PR #2364, opened 2023-11-29
New 'function_body' test helper

MichaelChirico:
Noticed we have a lot of tests on linters that apply specifically to function bodies where we have to waste space+mental effort writing the boilerplate `foo <- function(...) {`.

This helper helps us focus on what actually matters -- the function body.

Applied it here to only one test script to get a sense of how it looks in practice.

If we agree this is useful I'll apply it more broadly.

### DIFF
--- a/tests/testthat/helper.R
+++ b/tests/testthat/helper.R
@@ -53,9 +53,9 @@ function_body <- function(x, signature = "", assign = TRUE) {
   } else {
     symbol <- ""
   }
-  x <- paste0("      ", unlist(strsplit(trim_some(x), "\n", fixed = TRUE)), collapse = "\n")
-  fmt <- "    %sfunction(%s) {\n%s\n    }"
-  trim_some(sprintf(fmt, symbol, signature, x))
+  x <- paste0("   ", unlist(strsplit(trim_some(x), "\n", fixed = TRUE)), collapse = "\n")
+  fmt <- "%sfunction(%s) {\n%s\n}"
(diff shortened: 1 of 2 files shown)


AshesITR:
To me it reads less fluent with the helper TBH.
Especially because the signature comes after the body, I think.

MichaelChirico:
PTAL with `signature=` first

AshesITR:
Sorry, still feels off.
The lines are way longer and `foo <- function(...) {` just reads much more natural.
Savings in terms of characters aren't that huge either because many functions need a signature.

MichaelChirico:
> Savings in terms of characters aren't that huge either because many functions need a signature.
┄┄┄┄┄┄┄┄┄┄
**Task**
Every line from the one containing "To me it reads" to the end of the entries must be set down exactly, with none omitted and none added.

**Response area**
To me it reads less fluent with the helper TBH.
Especially because the signature comes after the body, I think.

MichaelChirico:
PTAL with `signature=` first

AshesITR:
Sorry, still feels off.
The lines are way longer and `foo <- function(...) {` just reads much more natural.
Savings in terms of characters aren't that huge either because many functions need a signature.

MichaelChirico:
> Savings in terms of characters aren't that huge either because many functions need a signature.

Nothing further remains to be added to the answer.